Given the high value of the potential
Redox of the Ce4 + / Ce3 + pair which is equal to 1.44 V / NHE in a sulfuric medium, the tetravalent cerium is a very powerful oxidizing agent, such as to be advantageously used for the complete oxidation of sulfur dioxide and nitrogen contained in waste gases, in accordance with the invention.

 The gas / liquid contactor which can be used in this main stage of the invention can be of the conventional type, and, by way of example, be constituted by columns with packing or with plates operating in counter-current, columns with bubbles, agitated tanks ...

According to another characteristic of the invention, the circuit for circulating the oxidizing solution contains an electrochemical cell at the anode of which is re-oxidized to tetravalent cerium
Ce (IV), the reduced trivalent cerium Ce (III) obtained at the outlet of the gas / liquid contactor following the oxidation of waste gases.

The electrolytic cell used can, of course, be any without departing from the scope of the invention; it is possible, in particular, to use a stirred reactor with concentric electrodes or else with parallel electrodes (cells of the press filter type).
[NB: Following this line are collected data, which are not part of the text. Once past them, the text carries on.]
PR #7398, opened 2016-12-09
[deliver] support app_icons via metadata

hjanuschka:
This one adds support for upload/download of app_icon/apple_watch_icon.

icons are stored int `metdata/app_icon.png` `metdata/watch_icon.png`

# Upload
as there is an option to explicit set a path to an app_icon, and to not break existing usage of this flags, the option will be used if set. otherwise if unset, and a file exists in the metdata folder root this file will be used

bildschirmfoto 2016-12-09 um 08 31 43

bildschirmfoto 2016-12-09 um 08 41 47

# Download
`download_metadata`  also downloads existing app icons.

bildschirmfoto 2016-12-09 um 12 23 49

> App icon redacted 👍

### DIFF
--- a/deliver/lib/assets/summary.html.erb
+++ b/deliver/lib/assets/summary.html.erb
@@ -107,7 +107,7 @@
               margin-left: 10px;
               margin-right: 10px;
           }
-          .app-icons img{
+          .app-icons img {
             width: 150px;
           }
           .app-icons .app-icon {
--- a/deliver/lib/assets/summary.html.erb
+++ b/deliver/lib/assets/summary.html.erb
@@ -107,10 +107,32 @@
               margin-left: 10px;
               margin-right: 10px;
           }
+          .app-icons img{
+            width: 150px;
+          }
+          .app-icons .app-icon {
+              float: left;
+              margin-right: 20px;
+          }
         </style>
     </head>
     
     <body>
+      <div class="app-icons">
+        
+        <% if @options[:app_icon] %>
+        <div class="app-icon">
+          Large App Icon:<br>
+          <img src="<%= @options[:app_icon] %>">
+        </div>
+        <% end %>
+        <% if @options[:apple_watch_app_icon] %>
+        <div class="watch-icon">
+          Watch App Icon:<br>
+          <img src="<%= @options[:apple_watch_app_icon] %>">
+        </div>
+        <% end %>
+      </div>
       <% @languages.each do |language| %>
         <% if @options[:name] %>
           <div class="app-name">
--- a/deliver/lib/deliver/runner.rb
+++ b/deliver/lib/deliver/runner.rb
@@ -52,6 +52,10 @@ module Deliver
       UploadMetadata.new.load_from_filesystem(options)
       UploadMetadata.new.assign_defaults(options)
 
+      # Handle app icon / watch icon
+
+      prepare_app_icons(options)
+
       # Validate
       validate_html(screenshots)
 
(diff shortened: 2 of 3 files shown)


deliver/lib/assets/summary.html.erb
```diff
@@ -107,10 +107,32 @@
               margin-left: 10px;
               margin-right: 10px;
           }
+          .app-icons img{
```
JustinJiaDev: I think you forget a space before `{`?

KrauseFx: 👍

deliver/lib/deliver/runner.rb
```diff
@@ -52,6 +52,10 @@ def upload_metadata
       UploadMetadata.new.load_from_filesystem(options)
       UploadMetadata.new.assign_defaults(options)
 
+      # Handle app icon / watch icon
+
```
KrauseFx: Please remove this space here

deliver/lib/deliver/setup.rb
```diff
@@ -67,6 +67,18 @@ def generate_metadata_files(v, path)
       end
 
       UI.success("Successfully created new configuration files.")
+
+      # get App icon + watch icon
+      if v.large_app_icon.asset_token
+        app_icon_path = File.join(path, "app_icon.png")
+        File.write(app_icon_path, open(v.large_app_icon.url).read)
```
KrauseFx: So if there is no app icon available yet, the `if` block before would detect that, right?

deliver/lib/deliver/runner.rb
```diff
@@ -62,6 +66,19 @@ def upload_metadata
       UploadAssets.new.upload(options) # e.g. app icon
     end
 
+    def prepare_app_icons(options = {})
```
KrauseFx: Could you add 1-2 lines of comment above this method on what it does

deliver/lib/deliver/runner.rb
```diff
@@ -62,6 +66,19 @@ def upload_metadata
...
+      app_icon_path = options[:app_icon] if options[:app_icon]
+      app_icon_metadata = File.join(options[:metadata_path], "app_icon.png")
```
KrauseFx: Will this crash if `metadata_path` isn't set? Is `metadata_path` optional? It seems to be set in `detect_values.rb`

deliver/lib/deliver/runner.rb
```diff
@@ -62,6 +66,19 @@ def upload_metadata
...
+      if app_icon_path.nil? && File.exist?(app_icon_metadata)
+        options[:app_icon] = app_icon_metadata
+      end
+      watch_icon_path = options[:apple_watch_app_icon] if options[:apple_watch_app_icon]
```
KrauseFx: Both code blocks seem overly complicated, can we use

```ruby
default_app_icon_path = File.join(options[:metadata_path], "app_icon.png")
options[:app_icon] ||= default_app_icon_path if File.exist?(default_app_icon_path)
```
This should have the same effect, right?

KrauseFx: Same for watch

KrauseFx (changes requested):

deliver/lib/assets/summary.html.erb
hjanuschka: done - thx!

deliver/lib/deliver/runner.rb
hjanuschka: done

deliver/lib/deliver/runner.rb
hjanuschka: done

deliver/lib/deliver/runner.rb
hjanuschka: in fact it is optional, but in `detect_values.rb`

`options[:metadata_path] ||= File.join(containing, 'metadata')` this one is called everytime so it shouldn't be nil, i guess.

i added a return if not set - just in case.

deliver/lib/deliver/runner.rb
hjanuschka: awesome ! thx - stil impressed by ruby! 👍

deliver/lib/deliver/setup.rb
hjanuschka: yep tested on one of my apps which has no icon - and `v.large_app_icon.asset_token`  is nil

hjanuschka (commented):
thx guys @KrauseFx @JustinJiaDev 
feedback addressed.

KrauseFx (approved):

Issue #7366, opened 2016-12-07
deliver doesn't download iMessage screenshots into `iMessage` subdirectory


hborders:
### New Issue Checklist

- [x] Updated fastlane to the latest version
- [x] I have read the [Contribution Guidelines](https://github.com/fastlane/fastlane/blob/master/CONTRIBUTING.md)

### Issue Description
I just ran `deliver download_screenshots`, and it dutifully downloaded all my app's screenshots. However, it didn't put iMessage screenshots into the `./screenshots/iMessage` directory [as is required for iMessage screenshot uploading](https://github.com/fastlane/fastlane/pull/6830). Instead all of my screenshots are mixed together in their respective localization folders.

hborders:
<details><summary>🚫 fastlane environment 🚫</summary>

### Stack

| Key                 | Value                                                          |
| ------------------- | -------------------------------------------------------------- |
| OS                  | 10.11.6                                                        |
| Ruby                | 2.0.0                                                          |
| Bundler?            | false                                                          |
| Git                 | git version 2.8.3                                              |
| Installation Source | /usr/local/bin/fastlane                                        |
| Host                | Mac OS X 10.11.6 (15G1108)                                     |
| Ruby Lib Dir        | /System/Library/Frameworks/Ruby.framework/Versions/2.0/usr/lib |
| OpenSSL Version     | OpenSSL 0.9.8zc 19 Mar 2015                                    |
| Is contained        | false                                                          |
| Xcode Path          | /Applications/Xcode-8.1.app/Contents/Developer/                |
| Xcode Version       | 8.1                                                            |


### System Locale

| Variable | Value       |   |
| -------- | ----------- | - |
| LANG     | en_US.UTF-8 | ✅ |
| LC_ALL   | en_US.UTF-8 | ✅ |
| LANGUAGE | en_US.UTF-8 | ✅ |


### fastlane files:

**No Fastfile found**


**No Appfile found**


### fastlane gems

| Gem                 | Version | Update-Status       |
| ------------------- | ------- | ------------------- |
| credentials_manager | 0.16.2  | ✅ Up-To-Date        |
| spaceship           | 0.38.5  | ✅ Up-To-Date        |
| fastlane_core       | 0.58.0  | ✅ Up-To-Date        |
| deliver             | 1.16.1  | ✅ Up-To-Date        |
| snapshot            | 1.16.4  | ✅ Up-To-Date        |
[...]

PR #7399, opened 2016-12-09
[spaceship] identify imessage screenshots

hjanuschka:
# PR 1/2

issue: https://github.com/fastlane/fastlane/issues/7366

# Spaceship
 * adds a attr `platform` - sets it to `imessage` if screenshot is imessage.

# deliver
 * download imessage screens into the right folder `iMessage`
 
 
 
  * 1/2 -> https://github.com/fastlane/fastlane/pull/7399 (spaceship)
  * 2/2 -> https://github.com/fastlane/fastlane/pull/7400 (deliver)

### DIFF
--- a/spaceship/lib/spaceship/tunes/app_version.rb
+++ b/spaceship/lib/spaceship/tunes/app_version.rb
@@ -703,7 +703,7 @@ module Spaceship
             data = {
                 device_type: display_family['name'],
                 language: row["language"],
-                platform: "imessage" # to identify imessage screenshots later on (e.g: during download)
+                is_imessage: true # to identify imessage screenshots later on (e.g: during download)
             }.merge(screenshot_data)
             result << Tunes::AppScreenshot.factory(data)
           end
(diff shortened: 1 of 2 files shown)


spaceship/lib/spaceship/tunes/app_version.rb
```diff
@@ -702,7 +702,8 @@ def setup_messages_screenshots_for(row)
             screenshot_data = screenshot["value"]
             data = {
                 device_type: display_family['name'],
-                language: row["language"]
+                language: row["language"],
+                platform: "imessage" # to identify imessage screenshots later on (e.g: during download)
```
milch: As far as I can tell from this and the other PR, the platform is only ever set to `"imessage"`. In that case I'd prefer to have a boolean flag, e.g. `is_imessage?`

milch (changes requested):

hjanuschka:
@milch  updated

milch (approved):

PR #9199, opened 2017-05-17
Move error types into their own files

ohayon:
As we add more error types and functionality to them, we should not keep adding to `interface.rb` and instead give them the files they deserve. 😄


mpirri (approved):
👍

PR #9200, opened 2017-05-17
Add shell_error! to help clean up places where we do poor error handling

mpirri:
### Checklist

### Motivation and Context
Currently shell errors are all attributed in the crash reporter to `sh_control_output`, particularly when the caller has not done any of their own error handling. This makes it difficult to identify where the errors are actually coming from. As such, we are introducing a new exception type that, when reporting to the crash reporter, does not show any methods in sh_helper, allowing us to see the actual root cause for the issue.


ohayon (approved):
👍

PR #9208, opened 2017-05-18
Stop reporting interruptions as crashes

ohayon:
We don't want to be recording failures that come from users interrupting/cancelling their _fastlane_ executions.


mpirri (approved):
👍

PR #9220, opened 2017-05-19
Check to see if frame is method_missing before dropping

mpirri:
### Checklist

### Motivation and Context
We drop 2 frames when exception is raised by `error!` or `user_error!`, but there are times when these methods are called from within the interface class and do not use the `method_missing` dispatch. As such, we now check to see if the second stack from contains `method_missing` and don't drop unless it is present.


ohayon (approved):
💯

PR #9240, opened 2017-05-23
Skip error message when no simulator is provided

KrauseFx:
We've shown error messages for cases that aren't actually errors


taquitos (commented):
🐑 'it

taquitos (approved):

It should, however, be noted that it is particularly advantageous to carry out the electrochemical oxidation of cerium in compartmentalized cells, that is to say provided with membranes, for reasons of productivity and yield: indeed , in the case of a non-compartmentalized cell, the reaction which occurs at the cathode corresponds to the reduction of part of the
This (IV) formed at the anode, and therefore a reduction in the productivity of the electrolytic cell.

 In all cases, the regenerated oxidizing solution, that is to say enriched in Ce (IV) obtained at the outlet of the electrochemical cell is returned to the inlet of the gas / liquid contactor; the oxidizing solution containing cerium therefore circulates in a closed loop through, on the one hand, the gas / liquid contactor and, on the other hand, the electrochemical cell.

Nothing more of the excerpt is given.